Check every line of the data and copy the ones where "struct" appears.
□ □ □ □
PR #3572, opened 2020-07-02
Set backwards nx,ny to n_cols, n_rows in 6.1

PaulWessel:
Because of the ubuntus of the world, people are failing to build GMT and GMTSAR since we removed the backward nx,ny settings.  This reinstate those settings just for GRIDs since that is the only thing GMTSAR uses.  I figure we can eventually remove that when ubuntu 16 dies or the people using it dies or stop using GMTSAR.  This will help in the short term and will be in 6.1

### DIFF
--- a/src/gmt_api.c
+++ b/src/gmt_api.c
@@ -5450,6 +5450,11 @@ GMT_LOCAL struct GMT_GRID * gmtapi_import_grid (struct GMTAPI_CTRL *API, int obj
 	if (done) S_obj->status = GMT_IS_USED;	/* Mark as read (unless we just got the header) */
 
 	return (G_obj);	/* Pass back out what we have so far */
+
+#ifdef GMT_BACKWARDS_API
+	G_obj->header->nx = G_obj->header->n_columns;
+	G_obj->header->ny = G_obj->header->n_rows;
+#endif
 }
 
 /*! Writes out a single grid to destination */
--- a/src/gmt_grdio.c
+++ b/src/gmt_grdio.c
@@ -1412,6 +1412,10 @@ int gmtlib_read_grd_info (struct GMT_CTRL *GMT, char *file, struct GMT_GRID_HEAD
 	/* unpack z-range: */
 	header->z_min = header->z_min * header->z_scale_factor + header->z_add_offset;
 	header->z_max = header->z_max * header->z_scale_factor + header->z_add_offset;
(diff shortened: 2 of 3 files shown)


joa-quim:
This will break Julia

PaulWessel:
Explain. it was always there until a few weeks ago?

joa-quim:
□ □ □ □
→ Final answer:
@@ -5450,6 +5450,11 @@ GMT_LOCAL struct GMT_GRID * gmtapi_import_grid (struct GMTAPI_CTRL *API, int obj
@@ -1412,6 +1412,10 @@ int gmtlib_read_grd_info (struct GMT_CTRL *GMT, char *file, struct GMT_GRID_HEAD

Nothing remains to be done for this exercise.